Voorste vogel vliegt het best
Ooievaars die vooraan in een zwerm vliegen, maken optimaal gebruik van de thermiek. Ze flapperen ook minder met hun vleugels en vliegen dus energieefficiënter. Eenmaal in een thermiekbel cirkelen ze naar grotere hoogten dan de achterliggers, en ze kunnen daardoor langer profiteren van de daaropvolgende glijvlucht. De minder ervaren vliegers cirkelen naar minder grote hoogten en zweven dan hun voorganger achterna, om op die manier niet te ver achterop te raken. Daardoor profiteren ze minder lang van de warme, opstijgende lucht, en zijn ze dus relatief veel energie kwijt met vliegen, schrijven Duitse biologen in Science.
Daar staat tegenover dat ze het wel makkelijker hebben tijdens het cirkelen: leidende vogels vertoonden onregelmatiger cirkelgedrag dan volgende ooievaars, omdat ze meer tijd moeten besteden aan het zoeken naar de optimale route. De volgvogels kunnen die route vervolgens kopiëren.

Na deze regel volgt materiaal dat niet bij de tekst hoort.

PR #515, opened 2021-06-11
error logging with fmt.Errorf

j4k4:
Since golang 1.13 there is fmt.Errorf to create and wrap errors which allows the usual msg and args pattern to format and create errors.  
We use this functionality now to create the final error which is used now on logging any error.


pkg/cfg/config.go
```diff
@@ -177,8 +177,8 @@ func (c *config) GetMsiSlice(key string, optionalDefault ...[]map[string]interfa
 	var reflectValue = reflect.ValueOf(data)
 
 	if reflectValue.Kind() != reflect.Slice {
-		err = fmt.Errorf("can not cast value %v[%T] of key %s to []map[string]interface{}", data, data, key)
-		c.err(err, err.Error())
+		err = fmt.Errorf("can not cast value %v[%T] of key %s to []map[string]interface{}: %w", data, data, key, err)
+		c.err(err.Error())
```
ajscholl, line 181: Shouldn't this be `c.err("can not cast value %v[%T] of key %s to []map[string]interface{}: %w", data, data, key, err)`?

pkg/cfg/config.go
```diff
@@ -620,7 +619,8 @@ func (c *config) unmarshalStruct(key string, output interface{}, additionalDefau
 		settings, err := c.settings.Get(key).Map()
 
 		if err != nil {
-			c.err(fmt.Errorf("value is not of type map[string]interface{}: %w", err), "can not get settings for key: %s", key)
+			err = fmt.Errorf("value is not of type map[string]interface{}: %w", err)
```
ajscholl, line 622: Is this line correct? What is `value` in this context?

pkg/cfg/error.go
```diff
@@ -1,37 +1,37 @@
...
-	err = errors.Wrapf(err, msg, args...)
+func PanicErrorHandler(msg string, args ...interface{}) {
+	err := fmt.Errorf(msg, args...)
 	panic(err)
 }
 
 func LoggerErrorHandler(logger Logger) ErrorHandler {
-	return func(err error, msg string, args ...interface{}) {
-		logger.Error(err, msg, args...)
+	return func(msg string, args ...interface{}) {
```
ajscholl, line 27: So this whole could be replaced by `return logger.Error`?

pkg/cfg/error.go
```diff
@@ -1,37 +1,37 @@
...
+		logger.Error(msg, args...)
 	}
 }
 
 func SentryErrorHandler(sentry Sentry) ErrorHandler {
-	return func(err error, msg string, args ...interface{}) {
-		err = errors.Wrapf(err, msg, args...)
+	return func(msg string, args ...interface{}) {
+		err := fmt.Errorf(msg, args...)
```
ajscholl, line 34: I wonder... `errors.Wrapf` adds a stack trace somehow... do we need this? Does sentry add its own stack trace?

pkg/db-repo/change_history_manager.go
```diff
@@ -224,7 +224,7 @@ func (c *changeHistoryManager) execute() error {
 		if err != nil {
 			c.logger.WithFields(mon.Fields{
 				"sql": statement,
-			}).Error(err, "")
+			}).Error(": %w", err)
```
ajscholl, line 227: This looks like it could need a proper error message

pkg/db-repo/notification_repo.go
```diff
@@ -77,10 +77,7 @@ func (r *notifyingRepository) doCallback(ctx context.Context, callbackType strin
 	}
 
 	if len(errors) > 0 {
-		err := fmt.Errorf("there were %v errors during execution of the callbacks for create", len(errors))
-		logger.Error(err, err.Error())
-
-		return err
+		return fmt.Errorf("there were %v errors during execution of the callbacks for create", len(errors))
```
ajscholl, line 80: Maybe we should replace the whole error by a multierror? I for my part hate it if I know there were 7 errors, but don't know what the errors were...

pkg/dispatcher/repository_db.go
```diff
@@ -36,7 +36,7 @@ func (r Repository) Create(ctx context.Context, value db_repo.ModelBased) error
 
 	for _, err := range errs {
 		if err != nil {
-			r.logger.Error(err, "error on "+db_repo.Create+" for event "+eventName)
+			r.logger.Error("error on "+db_repo.Create+" for event : %w"+eventName, err)
```
ajscholl, line 39: This file seems to mix format strings and string concatenation

pkg/mon/mocks/factory.go
```diff
@@ -38,38 +38,32 @@ func NewLoggerMockedUntilLevel(level string) *Logger {
...
+	mockLoggerMethod(logger, "Info", mon.Info, levelIndex >= levelMap[mon.Info])
+	mockLoggerMethod(logger, "Warn", mon.Warn, levelIndex >= levelMap[mon.Warn])
+	mockLoggerMethod(logger, "Error", mon.Error, levelIndex >= levelMap[mon.Error])
 
 	return logger
 }
 
 func inspectLogFunction(level string, allowed bool) func(args mock.Arguments) {
 	return func(args mock.Arguments) {
 		// ensure we use formatting markers exactly when using a method with formatting
```
ajscholl, line 51: I think we can delete this comment, it is no longer valid

pkg/cfg/config.go
j4k4: indeed

pkg/cfg/config.go
j4k4: that wrapping can be dropped, as the `Map()` call already returns an appropriate error

pkg/cfg/error.go
j4k4: Luckily the `SentryErrorHandler` is not used anywhere, so we don't have to care about this here..  
But in general the sentry stuff needs some overhaul, as it uses quite some old error packages.  
This is planned for the incoming new sentry handler for the incoming new logger package..

pkg/db-repo/change_history_manager.go
j4k4: added the message from the error return..

pkg/db-repo/notification_repo.go
j4k4: using multierror now

pkg/dispatcher/repository_db.go
j4k4: fixed

pkg/mon/mocks/factory.go
j4k4: done

pkg/db-repo/notification_repo.go
```diff
@@ -65,22 +66,19 @@ func (r *notifyingRepository) doCallback(ctx context.Context, callbackType strin
...
 		}
 	}
 
-	if len(errors) > 0 {
-		err := fmt.Errorf("there were %v errors during execution of the callbacks for create", len(errors))
-		logger.Error(err, err.Error())
-
-		return err
+	if errors != nil {
+		return fmt.Errorf("there were errors during execution of the callbacks for create: %w", errors)
```
ajscholl, line 81: Actually they are not the callbacks for create, but for `callbackType`, right?

ajscholl (approved):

De onderzoekers voorzagen 27 jonge ooievaars van gpszenders en volgden ze vijf dagen over een afstand van pakweg duizend kilometer. Op die manier wilden ze achterhalen of de individuele vogels gezamenlijk thermiekbellen opsporen, waar ze met de warme lucht kunnen opstijgen en vervolgens lange glijvluchten kunnen maken zonder veel energie te gebruiken. Dat blijkt niet het geval: de voorop vliegende vogel zoekt de bel, de rest van de vogels volgt.
Uiteindelijk migreren de voorste ooievaars over een langere afstand dan hun volgers, schrijven de onderzoekers: al door op de eerste dag van de migratie een paar minuten naar het vlieggedrag van de vogels te kijken, is te voorspellen welke individuen het verst zullen vliegen.